BUILDINGS

Emily Hass:
SIDES Berlin











“Sensenburgerallee, 28 section 1”, 2009
former residence of Josef and Anni Albers gouache on paper, 19"x23"




















“Kant Strasse, 30 section 1”, 2009
former residence of Else Ury gouache on paper, 19"x23"







"This most recent series of works, "SIDES Berlin", uses the architectural plans and sections of buildings in Berlin, Germany that were lived in by Jews in the 1930s. I began this series with my father's childhood home on Altonaer Strasse where he lived until 1938, when he and his immediate family escaped to London. I was awarded a McCloy Fellowship in Art in support of this project and I returned to Berlin in 2009 to expand the work to include buildings once lived in by other Berlin Jews — among them, the former family homes of Anni and Josef Albers, Mike Nichols, Peter Gay, Else Ury, Walter Benjamin and other relatives and once-Berliners I have discovered through my research.

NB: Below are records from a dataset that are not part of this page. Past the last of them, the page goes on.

PR #64, opened 2015-02-11
Add tests for `nix::sys::termios::tcgetattr()`.

utkarshkukreti:
Apparently cargo doesn't automatically run tests inside nested folders.


carllerche:
Thanks! merged 954a1e6002c5c8dce4e88fb77e5fe398cb0871be

PR #66, opened 2015-02-13
iOS: term support is really redundant

vhbit:


carllerche:
I believe it, but I am no expert here. @utkarshkukreti did the original work. What do you think?

utkarshkukreti:
Are these headers/functions not present in iOS? (I also know next to nothing about iOS..)

vhbit:
They might be presented as iOS shares a lot with OS X. But the main thing is that there is no official way to write and run apps which use term - apps are sandboxed and are GUI-only. The only workaround is to jailbreak device. 

I bet a person who jailbreaks device and runs term apps written in Rust on it, will have enough expertise to open another PR.

utkarshkukreti:
Sounds good. :+1:

carllerche:
Pushed, thanks 19f3690627c45ab91ca849d1cb0c9781716c4367

PR #67, opened 2015-02-13
improved the stat test and included a test for fstat.

MarkusJais:


carllerche:
Looks good. Would you mind squashing into on commit? I'm not 100% sure what github thinks is going on here.

MarkusJais:
I was confused myself after the pull request :-)

I will try to squash this. Might take a few days as I have limited computer access at home right now.

PR #71, opened 2015-02-17
Fix type mismatch: errno now i32

little-arhat:
Fix type mismatch: errno now i32


carllerche:
Thanks. Merged 0e361c0341f7ab60e21d2fda818e352de53ac510

PR #73, opened 2015-02-18
Add inotify bindings

mbazarov:


carllerche:
Hi there. Thanks for the PR. One quick thought. It looks like you are taking a path as an argument. So maybe instead of adding `AsCString`, using `NixPath` would be better? `NixPath` is able to get a C String without allocating as well or panicking if the input is not valid (contains null bytes).

Thoughts?

kamalmarhubi:
Hi @mbazarov! I'm going through the open PRs on nix. Are you still interested in getting inotify support in? If so here are a couple of ideas base on how the library seems to have developed since you opened this (almost a year ago!):

* put the constants and extern fn declarations in a PR to [libc](https://github.com/rust-lang-nursery/libc)
* make this PR just contain the wrappers you have starting at about [line 80](https://github.com/carllerche/nix-rust/pull/73/files#diff-992886e985802f70fe6584c248c1fa2dR80)
* wrap up the constants with bitflags (see the stat module for [an example](https://github.com/carllerche/nix-rust/blob/0529fb8e324157bb02908eac5cfd9d0fa99c130f/src/sys/stat.rs#L20-L51))

kamalmarhubi:
I'm closing this because it's been inactive for a while. Feel free to reopen it any time if you're still interested in getting it in!

PR #74, opened 2015-02-19
Fix for latest rust by updating a conversion.

reem:


utkarshkukreti:
#71

reem:
@utkarshkukreti #71 looks like it has 30 random commits, whats going on there?

carllerche:
Dup of #71. I merged the other.

PR #79, opened 2015-02-20
Remove hash feature declaration

teotwaki:
The `hash` feature is no longer recognised by the compiler. It would seem this declaration is no longer needed.


carllerche:
Thanks :heart: merged 99ad14f6ed4f1ddb87523d646af18947b68f8297

PR #80, opened 2015-02-20
Use new ffi:CStr instead of c_str_to_bytes_with_nul

teotwaki:
I'm not 100% sure how to test this one. Feel free to discard it if you don't like the dereferencing aspect without it being thoroughly checked; this being an unsafe area and all.


carllerche:
Thanks. Merged 4abe2fc86d0fcaedc5dff1a841c6276705a976a5

PR #81, opened 2015-02-21
Re-export in6_addr

vhbit:


carllerche:
Sorry for the delay. It looks like this got pulled in: https://github.com/carllerche/nix-rust/blob/master/src/sys/socket/mod.rs#L36

PR #87, opened 2015-03-07
Miscellaneous changes; make it easier to manually integrate existing low level *nix code with nix-rust

koute:


carllerche:
So sorry for the delay. In what case do you need sockaddr_storage_to_addr exposed?

koute:
Currently I need it for converting the `sockaddr_storage` I get from calling `getaddrinfo`.

Since nix-rust is pretty low level as-is I don't think it would hurt to expose `sockaddr_storage_to_addr`; it's marked unsafe anyway.

carllerche:
Thanks. I rebased & pushed to master. 772aa42381ac467a18d6264cd0d0041dc65a6a6c

PR #92, opened 2015-04-03
Fd ist now RawFd (rustup)

fhartwig:


fhartwig:
Tests pass for me, travis failure seems to be unrelated to the changes.

fhartwig:
I've now pushed the changes required for the next nightly to this branch as well.

fhartwig:
Meh, missed the linux-specific bits again. Sorry, fixing it now.

Gekkio:
For some reason unknown to me, Clone isn't implemented for statically sized arrays larger than 32 elements, so you can't derive Clone for UtsName. A manual implementation works (fixed-size arrays still have a Copy implementation...?):

```rust
impl Clone for UtsName {
    fn clone(&self) -> UtsName {
        UtsName {
            sysname: self.sysname,
            nodename: self.nodename,
            release: self.release,
            version: self.version,
            machine: self.machine,
            domainname: self.domainname
        }
    }
}
```

With your changes and the above UtsName fix I can compile nix-rust on Ubuntu 64-bit successfully :)

CraZySacX:
You can change the clone implementation to

```rust
impl Clone for UtsName { fn clone(&self) -> UtsName { *self } }
```

Per the comment in this issue https://github.com/rust-lang/rust/pull/23860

This Berlin work addresses identity, loss and place. My intention is to contribute to the record of shared experience; to create work that recognizes the loss of property, both as historical fact and as a more universal metaphor for the psychological trauma of displacement."

Emily Hass










“Holzmarktstrasse, 65 detail”,
2010 former residence of Chaim Hass gouache on paper, 19"x23"







Emily Hass was born in Cambridge, MA, and lives and works in New York. In 2011 she will be an artist-in-residence at the Josef and Anni Albers Foundation in Bethany, CT. She was awarded the 2009 McCloy Fellowship in Art for her series of works that use architectural plans of buildings lived in by Berlin Jews in the 1930s.







go to emily's site here..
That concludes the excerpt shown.